* _Records provided_:
================================

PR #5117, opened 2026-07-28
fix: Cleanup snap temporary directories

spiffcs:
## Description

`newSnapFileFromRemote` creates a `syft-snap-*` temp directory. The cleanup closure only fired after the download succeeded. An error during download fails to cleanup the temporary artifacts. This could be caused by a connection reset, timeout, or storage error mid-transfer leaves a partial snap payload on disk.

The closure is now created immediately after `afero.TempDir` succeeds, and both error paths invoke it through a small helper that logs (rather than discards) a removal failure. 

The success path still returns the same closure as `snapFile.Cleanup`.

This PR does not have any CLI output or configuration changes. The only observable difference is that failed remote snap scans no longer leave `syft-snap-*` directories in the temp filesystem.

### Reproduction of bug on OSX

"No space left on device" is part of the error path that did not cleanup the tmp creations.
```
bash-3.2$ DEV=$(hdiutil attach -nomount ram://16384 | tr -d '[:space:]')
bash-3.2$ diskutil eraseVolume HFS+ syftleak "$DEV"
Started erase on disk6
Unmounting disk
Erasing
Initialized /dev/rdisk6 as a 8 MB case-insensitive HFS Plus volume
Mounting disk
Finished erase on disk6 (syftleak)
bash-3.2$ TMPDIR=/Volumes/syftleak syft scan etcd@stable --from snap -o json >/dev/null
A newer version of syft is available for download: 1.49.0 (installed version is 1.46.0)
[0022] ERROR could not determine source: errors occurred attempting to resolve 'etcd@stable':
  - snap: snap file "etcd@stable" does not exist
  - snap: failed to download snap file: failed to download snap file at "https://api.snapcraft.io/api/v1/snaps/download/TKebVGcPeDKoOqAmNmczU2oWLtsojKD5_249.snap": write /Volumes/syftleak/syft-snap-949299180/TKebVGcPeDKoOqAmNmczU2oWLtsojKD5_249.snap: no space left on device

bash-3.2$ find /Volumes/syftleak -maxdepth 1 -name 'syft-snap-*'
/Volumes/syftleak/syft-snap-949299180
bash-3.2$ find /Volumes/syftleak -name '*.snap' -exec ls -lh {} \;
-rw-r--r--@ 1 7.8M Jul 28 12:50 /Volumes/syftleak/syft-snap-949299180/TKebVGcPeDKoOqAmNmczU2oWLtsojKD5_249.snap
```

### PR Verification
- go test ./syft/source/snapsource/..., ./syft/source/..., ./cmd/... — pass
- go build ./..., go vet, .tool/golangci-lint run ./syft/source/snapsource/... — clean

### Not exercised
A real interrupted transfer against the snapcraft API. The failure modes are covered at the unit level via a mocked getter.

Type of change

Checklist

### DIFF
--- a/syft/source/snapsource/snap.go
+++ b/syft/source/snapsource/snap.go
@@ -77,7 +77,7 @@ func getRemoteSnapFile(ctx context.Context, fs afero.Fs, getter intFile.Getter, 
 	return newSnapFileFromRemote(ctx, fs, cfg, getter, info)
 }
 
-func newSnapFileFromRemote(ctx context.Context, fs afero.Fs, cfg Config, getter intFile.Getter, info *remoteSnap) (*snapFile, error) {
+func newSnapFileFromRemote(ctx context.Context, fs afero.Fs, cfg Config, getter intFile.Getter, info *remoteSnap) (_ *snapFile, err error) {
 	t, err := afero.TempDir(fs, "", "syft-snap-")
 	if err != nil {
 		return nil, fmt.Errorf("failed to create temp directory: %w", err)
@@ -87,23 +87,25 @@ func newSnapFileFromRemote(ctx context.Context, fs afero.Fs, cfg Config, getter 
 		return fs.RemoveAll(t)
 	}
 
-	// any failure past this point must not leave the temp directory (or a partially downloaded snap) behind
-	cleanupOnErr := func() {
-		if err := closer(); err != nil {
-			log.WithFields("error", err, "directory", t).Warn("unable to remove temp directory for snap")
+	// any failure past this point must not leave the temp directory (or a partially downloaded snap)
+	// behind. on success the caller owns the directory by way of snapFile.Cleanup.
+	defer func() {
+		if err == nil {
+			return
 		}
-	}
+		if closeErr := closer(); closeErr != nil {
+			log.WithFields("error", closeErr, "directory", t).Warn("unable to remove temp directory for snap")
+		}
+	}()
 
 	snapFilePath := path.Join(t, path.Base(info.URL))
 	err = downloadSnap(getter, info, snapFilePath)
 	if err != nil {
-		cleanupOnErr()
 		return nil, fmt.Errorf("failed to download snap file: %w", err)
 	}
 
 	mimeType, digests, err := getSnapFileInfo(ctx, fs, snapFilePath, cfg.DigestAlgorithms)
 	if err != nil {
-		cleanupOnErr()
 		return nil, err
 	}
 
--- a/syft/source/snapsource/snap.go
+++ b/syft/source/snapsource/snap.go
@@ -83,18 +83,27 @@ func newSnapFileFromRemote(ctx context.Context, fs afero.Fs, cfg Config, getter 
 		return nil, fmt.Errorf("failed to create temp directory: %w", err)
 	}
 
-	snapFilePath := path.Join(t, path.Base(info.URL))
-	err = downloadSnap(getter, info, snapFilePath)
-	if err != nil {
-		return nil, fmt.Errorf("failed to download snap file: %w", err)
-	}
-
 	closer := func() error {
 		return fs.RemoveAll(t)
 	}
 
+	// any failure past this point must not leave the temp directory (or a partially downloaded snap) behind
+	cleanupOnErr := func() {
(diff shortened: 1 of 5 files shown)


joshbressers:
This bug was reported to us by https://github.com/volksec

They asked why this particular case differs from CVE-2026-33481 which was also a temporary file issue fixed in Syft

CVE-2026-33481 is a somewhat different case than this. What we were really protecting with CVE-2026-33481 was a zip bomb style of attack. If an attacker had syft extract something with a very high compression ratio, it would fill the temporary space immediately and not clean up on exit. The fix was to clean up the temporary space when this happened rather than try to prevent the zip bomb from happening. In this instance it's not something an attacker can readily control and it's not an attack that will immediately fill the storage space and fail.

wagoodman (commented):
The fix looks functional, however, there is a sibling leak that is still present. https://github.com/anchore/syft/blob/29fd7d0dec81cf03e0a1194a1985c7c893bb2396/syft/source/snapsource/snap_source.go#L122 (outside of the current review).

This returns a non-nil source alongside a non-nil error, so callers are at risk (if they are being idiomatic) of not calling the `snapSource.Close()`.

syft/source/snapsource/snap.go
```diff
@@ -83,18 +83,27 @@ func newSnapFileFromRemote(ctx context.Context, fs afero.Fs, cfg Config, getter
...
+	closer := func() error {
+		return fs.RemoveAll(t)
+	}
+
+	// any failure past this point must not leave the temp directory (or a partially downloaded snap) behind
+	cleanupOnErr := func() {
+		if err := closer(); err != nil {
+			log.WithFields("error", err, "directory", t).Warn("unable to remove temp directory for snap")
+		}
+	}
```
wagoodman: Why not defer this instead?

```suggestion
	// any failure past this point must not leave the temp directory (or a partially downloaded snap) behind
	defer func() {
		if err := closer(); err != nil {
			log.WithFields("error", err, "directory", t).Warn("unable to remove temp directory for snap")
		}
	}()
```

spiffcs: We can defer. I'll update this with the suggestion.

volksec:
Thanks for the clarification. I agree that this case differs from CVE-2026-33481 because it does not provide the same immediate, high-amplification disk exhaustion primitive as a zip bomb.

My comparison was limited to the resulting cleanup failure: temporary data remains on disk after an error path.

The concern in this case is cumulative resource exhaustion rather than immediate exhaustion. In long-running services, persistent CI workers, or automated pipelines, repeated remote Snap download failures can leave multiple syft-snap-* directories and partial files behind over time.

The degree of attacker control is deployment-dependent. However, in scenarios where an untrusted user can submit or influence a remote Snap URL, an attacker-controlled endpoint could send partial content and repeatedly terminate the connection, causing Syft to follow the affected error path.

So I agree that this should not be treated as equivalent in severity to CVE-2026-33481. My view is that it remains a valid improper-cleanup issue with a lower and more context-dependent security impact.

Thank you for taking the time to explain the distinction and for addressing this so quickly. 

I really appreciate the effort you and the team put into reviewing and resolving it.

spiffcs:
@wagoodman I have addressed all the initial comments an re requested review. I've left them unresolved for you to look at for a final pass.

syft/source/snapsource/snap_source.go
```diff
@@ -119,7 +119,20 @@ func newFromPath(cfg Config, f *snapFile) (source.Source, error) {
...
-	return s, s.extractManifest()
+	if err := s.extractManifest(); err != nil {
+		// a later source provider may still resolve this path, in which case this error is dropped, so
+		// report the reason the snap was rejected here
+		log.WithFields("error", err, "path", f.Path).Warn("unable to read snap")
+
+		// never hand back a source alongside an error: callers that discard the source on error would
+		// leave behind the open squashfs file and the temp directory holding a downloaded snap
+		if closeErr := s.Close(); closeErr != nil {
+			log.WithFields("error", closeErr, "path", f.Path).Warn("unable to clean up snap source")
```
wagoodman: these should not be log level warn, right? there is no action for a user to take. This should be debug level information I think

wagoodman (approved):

================================

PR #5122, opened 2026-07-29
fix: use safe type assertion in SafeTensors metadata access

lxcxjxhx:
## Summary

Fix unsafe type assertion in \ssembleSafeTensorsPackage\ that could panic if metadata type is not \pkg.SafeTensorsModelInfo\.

================================

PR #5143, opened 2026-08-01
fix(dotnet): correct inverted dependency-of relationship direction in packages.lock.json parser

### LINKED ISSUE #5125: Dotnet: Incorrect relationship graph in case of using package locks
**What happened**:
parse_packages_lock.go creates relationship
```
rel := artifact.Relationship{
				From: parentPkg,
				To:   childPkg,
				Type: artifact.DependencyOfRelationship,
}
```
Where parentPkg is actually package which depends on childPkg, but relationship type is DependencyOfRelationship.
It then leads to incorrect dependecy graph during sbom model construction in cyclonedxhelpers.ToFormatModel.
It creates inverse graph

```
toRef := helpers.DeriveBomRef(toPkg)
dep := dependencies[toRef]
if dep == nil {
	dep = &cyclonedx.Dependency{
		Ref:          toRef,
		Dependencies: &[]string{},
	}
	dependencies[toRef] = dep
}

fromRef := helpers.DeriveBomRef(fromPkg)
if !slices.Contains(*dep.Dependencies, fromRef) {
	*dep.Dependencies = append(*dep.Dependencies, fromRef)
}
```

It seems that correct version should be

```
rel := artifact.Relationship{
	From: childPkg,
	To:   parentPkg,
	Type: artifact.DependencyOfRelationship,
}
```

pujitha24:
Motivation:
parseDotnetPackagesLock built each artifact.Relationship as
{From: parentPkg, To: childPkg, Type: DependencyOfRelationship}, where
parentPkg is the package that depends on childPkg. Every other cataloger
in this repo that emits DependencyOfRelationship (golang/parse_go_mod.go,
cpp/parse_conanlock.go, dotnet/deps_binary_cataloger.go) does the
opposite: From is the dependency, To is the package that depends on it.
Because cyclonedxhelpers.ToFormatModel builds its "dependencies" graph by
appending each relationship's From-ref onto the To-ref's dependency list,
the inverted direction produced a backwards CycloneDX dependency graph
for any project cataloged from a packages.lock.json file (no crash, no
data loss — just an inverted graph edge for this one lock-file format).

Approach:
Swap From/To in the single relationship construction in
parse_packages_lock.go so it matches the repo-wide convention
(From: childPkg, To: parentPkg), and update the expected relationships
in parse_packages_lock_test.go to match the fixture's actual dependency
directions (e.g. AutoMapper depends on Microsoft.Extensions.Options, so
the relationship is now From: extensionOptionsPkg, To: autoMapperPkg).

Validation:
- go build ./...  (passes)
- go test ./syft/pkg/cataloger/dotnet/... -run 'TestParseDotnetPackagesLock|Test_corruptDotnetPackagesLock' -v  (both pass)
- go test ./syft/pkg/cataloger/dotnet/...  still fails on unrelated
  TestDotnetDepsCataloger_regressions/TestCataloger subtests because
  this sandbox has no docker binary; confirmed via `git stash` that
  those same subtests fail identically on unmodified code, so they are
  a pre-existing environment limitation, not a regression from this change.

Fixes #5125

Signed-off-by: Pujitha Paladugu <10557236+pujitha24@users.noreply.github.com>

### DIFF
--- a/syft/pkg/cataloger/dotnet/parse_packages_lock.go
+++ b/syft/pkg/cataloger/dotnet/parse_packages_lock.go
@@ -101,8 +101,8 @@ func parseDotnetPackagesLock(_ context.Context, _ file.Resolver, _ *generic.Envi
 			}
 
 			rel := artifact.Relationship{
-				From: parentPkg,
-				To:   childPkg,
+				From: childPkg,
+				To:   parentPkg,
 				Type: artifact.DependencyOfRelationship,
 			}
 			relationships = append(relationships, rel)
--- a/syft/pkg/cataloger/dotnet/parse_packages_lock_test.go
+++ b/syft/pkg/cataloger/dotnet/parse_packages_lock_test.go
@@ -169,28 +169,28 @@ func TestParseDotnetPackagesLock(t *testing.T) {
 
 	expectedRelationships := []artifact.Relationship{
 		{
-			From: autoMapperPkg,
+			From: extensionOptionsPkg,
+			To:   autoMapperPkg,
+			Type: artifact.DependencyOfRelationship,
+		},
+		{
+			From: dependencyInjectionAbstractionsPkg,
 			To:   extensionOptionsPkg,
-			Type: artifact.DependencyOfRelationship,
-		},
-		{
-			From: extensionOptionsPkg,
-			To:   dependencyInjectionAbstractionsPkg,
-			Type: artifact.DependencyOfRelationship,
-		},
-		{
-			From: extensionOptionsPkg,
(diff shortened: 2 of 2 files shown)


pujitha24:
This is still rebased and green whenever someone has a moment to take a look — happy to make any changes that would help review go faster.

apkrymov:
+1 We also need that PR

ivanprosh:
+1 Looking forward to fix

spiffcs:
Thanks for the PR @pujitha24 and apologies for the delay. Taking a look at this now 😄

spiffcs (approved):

================================

* _Task description_:
Within the entries, count the lines that contain the word "which". Give that number and no more.

* _Solution for this task_:
3